# The BUTT!!



## DSturg369 (Apr 6, 2008)

Boston Butt actually.... Which we all know is actually the shoulder, right? 

... Anyways, put one in the smoker at 20:45 hours yesterday and there it remained until 10:00 ('ish) hours today. It is now chopped and pulled and keeping warm in the oven. Accompanying it will be Wife's homemade coleslaw, 'tater salad, and yeast rolls. Was planned for lunch but looking like it'll be an early supper instead.... And then the leftovers begin! :hungry:

It just don't get much better.


----------



## LincolnSmokes (Nov 5, 2009)

Sounds very tasty. How long have you been doing BBQ? Have always thought about getting into it.


----------



## Cypress (Jun 27, 2007)

Any pics?


----------



## eyesack (Jul 19, 2009)

PICS OR IT DIDN'T HAPPEN!!!!! j/k Haha, damn, Dale, that sounds tasty as all hell! What are yeast-rolls, btw? And I'd love to learn real barbeque some day. Stuff like this just keeps pushing me to try lol =D.


----------



## cigar loco (Jan 21, 2010)

a good cigar and a smokin pit sounds like heaven!!! :banana:yeast rolls is what o'charleys has.


----------



## DSturg369 (Apr 6, 2008)

Yeast Rolls are simply dinner rolls but really big ones, and with a slightly sweet taste... At least these did have. About as big as regular hamburger buns.

I've been BBQ'ing since about 2001. I and family seldom go out for it anymore as it's not actually that difficult once you get the basics. The key is _Low & Slow_. You can get a decent smoker for little coin these days or you can opt for a really expensive one, but they really all basically work the same. I have a wood and an electric and use both. The wood smoker mostly in the Summer and when more food is prepared and the electric for the times, like mentioned above, when it's just for a few friends and family. Both have done very well for me.

As for pics, let me see what I can do for one or two.


----------



## cigar loco (Jan 21, 2010)

def. for those who do'nt know smoking low and slow with indirect heat i like a wood fire myself. bbq grilled over direct coals.


----------



## eyesack (Jul 19, 2009)

Good info guys, what kind of smoker do you use; that is the electric one?
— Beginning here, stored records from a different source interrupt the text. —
PR #306, opened 2021-08-14
fix deserializing multiple unflatten fields

### LINKED ISSUE #305: $unflatten breaks with namespaces and nesting
Reproducers at https://github.com/mohe2015/quick-xml-bugs. Hopefully I didn't mess anything up.

Crossref https://github.com/tafia/quick-xml/pull/298

cc @solita-jaakkoha

tafia:
Close #305

### DIFF
--- a/src/de/map.rs
+++ b/src/de/map.rs
@@ -104,13 +104,26 @@ impl<'de, 'a, R: BorrowingReader<'de> + 'a> de::MapAccess<'de> for MapAccess<'de
                     self.value = MapValue::InnerValue;
                     seed.deserialize(INNER_VALUE.into_deserializer()).map(Some)
                 }
+                // Used to deserialize collections of enums, like:
+                // <root>
+                //   <xxx>
+                //   </xxx>
+                // </root>
+                //
+                // into
+                //
+                // struct Root {
+                //     #[serde(rename = "$unflatten=xxx")]
+                //     xxx: String,
+                // }
+                // TODO: This should be handled by #[serde(flatten)]
+                // See https://github.com/serde-rs/serde/issues/1905
                 Some(Event::Start(e)) if has_unflatten_field => {
                     self.value = MapValue::InnerValue;
                     let key = format!(
                         "{}{}",
                         UNFLATTEN_PREFIX,
-                        String::from_utf8(e.local_name().to_vec())
-                            .expect("$unflatten= did not contain valid Rust identifier")
+                        decoder.decode(e.name())?
                     );
                     seed.deserialize(key.into_deserializer()).map(Some)
                 }
--- a/src/de/map.rs
+++ b/src/de/map.rs
@@ -36,17 +36,19 @@ pub(crate) struct MapAccess<'de, 'a, R: BorrowingReader<'de> + 'a> {
     /// to restore last position before advance.
     position: usize,
     value: MapValue,
+    size_hint: Option<usize>,
 }
 
 impl<'de, 'a, R: BorrowingReader<'de>> MapAccess<'de, 'a, R> {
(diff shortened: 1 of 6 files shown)


mohe2015:
@tafia The two bugs are fixed! I found another one though: https://github.com/mohe2015/quick-xml-bugs/commit/8dfcb238406143102664fc186480758786423d90. I would expect to get an empty Vec if I'm not mistaken.

Also the namespace thing is probably not a final fix. Although I don't know XML really well I think we would need some mapping from namespace urls. Let me give an example (CalDAV):
```xml
<?xml version="1.0" encoding="utf-8"?>
<d:propfind xmlns:cal="urn:ietf:params:xml:ns:caldav" xmlns:cs="http://calendarserver.org/ns/" xmlns:d="DAV:" xmlns:nc="http://nextcloud.org/ns" xmlns:oc="http://owncloud.org/ns" xmlns:s="http://sabredav.org/ns">
  <d:prop xmlns:x1="http://apple.com/ns/ical/" xmlns:x2="http://nextcloud.com/ns">
    <d:current-user-principal />
  </d:prop>
</d:propfind>
```
should as far as I understand it should be equivalent to:
```xml
<?xml version="1.0" encoding="utf-8"?>
<dav:propfind xmlns:cal="urn:ietf:params:xml:ns:caldav" xmlns:cs="http://calendarserver.org/ns/" xmlns:dav="DAV:" xmlns:nc="http://nextcloud.org/ns" xmlns:oc="http://owncloud.org/ns" xmlns:s="http://sabredav.org/ns">
  <dav:prop xmlns:x1="http://apple.com/ns/ical/" xmlns:x2="http://nextcloud.com/ns">
    <dav:current-user-principal />
  </dav:prop>
</dav:propfind>
```
The way yaserde implements this is you specify a mapping of namespace-shorthands to namespace urls:
```rust
#[yaserde(
    namespace = "d: DAV:",
    namespace = "s: http://sabredav.org/ns",
    namespace = "cal: urn:ietf:params:xml:ns:caldav",
    namespace = "cs: http://calendarserver.org/ns/",
    namespace = "oc: http://owncloud.org/ns",
    namespace = "nc: http://nextcloud.org/ns"
)]
```
and then can use these shorthands. A potentially easier but maybe also annoying way would be to directly use the url maybe like:
```rust
#[serde(rename = "$unflatten=urn:ietf:params:xml:ns:caldav href")]
```
where we should choose delimiters as invalid characters of the namespace url. But then you would need to store all `xmlns:` attributes on a stack or so to know which shorthand this belongs to.

Either way I think this could be fixed later.

Mingun:
Be noted, that this PR uses `IntoDeserializer for &[u8]` implementation that was made public only from [serde 1.0.122](https://github.com/serde-rs/serde/releases/tag/v1.0.122). Need to bump serde requirement

mohe2015:
Should I open issues for the remaining two things?

src/de/map.rs
```diff
@@ -62,16 +79,20 @@ impl<'de, 'a, R: BorrowingReader<'de>> MapAccess<'de, 'a, R> {
 impl<'de, 'a, R: BorrowingReader<'de> + 'a> de::MapAccess<'de> for MapAccess<'de, 'a, R> {
     type Error = DeError;
 
+    fn size_hint(&self) -> Option<usize> {
+        self.size_hint.clone()
+    }
+
```
Mingun, line 85: This is not what the `size_hint()` method is intended. It should return count of elements that deserializer _have_, not count of elements that deserialized type _requested_ from it. In our case default implementation (that returns `None`) is only possible solution because XML reader can't say how many elements it have unless it parses them all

I guess the wood one too, lol, but probably for my purposes electric would be better/easier?


----------



## cigar loco (Jan 21, 2010)

never have used an electric myself. brinkman make several diff models all prices, i prefer one with a seperate fire box myself, also the type of wood used is very important. hickory is used alot but the fruit woods give a sweeter flavor, its just like different wrappers on cigars.after you have a good set of coals you use damp wood to create the smoke.


----------



## DSturg369 (Apr 6, 2008)

This site helped me a lot... Smoker Cooking...It's How To Smoke Meat! Proven Meat Smoker Recipes


----------



## cigar loco (Jan 21, 2010)

great site dale! i'll be refering to it this spring.:thumb::thumb:


----------



## DSturg369 (Apr 6, 2008)

My electric is a Brinkmann. Very easy to use, just plug it in and you're good to go. Just add dampened wood for smoke.....shown here...


----------



## DSturg369 (Apr 6, 2008)

My wood smoker is an old model from Lowes. The barrel on it's side looking type with a side mounted fire box.


----------



## eyesack (Jul 19, 2009)

Awesome brother, thank you! Time to hit the squee-bay lol.


----------



## fiddlegrin (Feb 8, 2009)

When can we expect to see our samples start arriving? :hungry:


.


----------



## eyesack (Jul 19, 2009)

Haha I second that! I promise I'll do an in-depth review...! lolol!


----------



## Jenady (Nov 23, 2009)

Here is what I use. You set the temp and it does the rest. I have done 13 slabs of ribs at one time with room for more. It does shoulders and brisket exceptionally well.


----------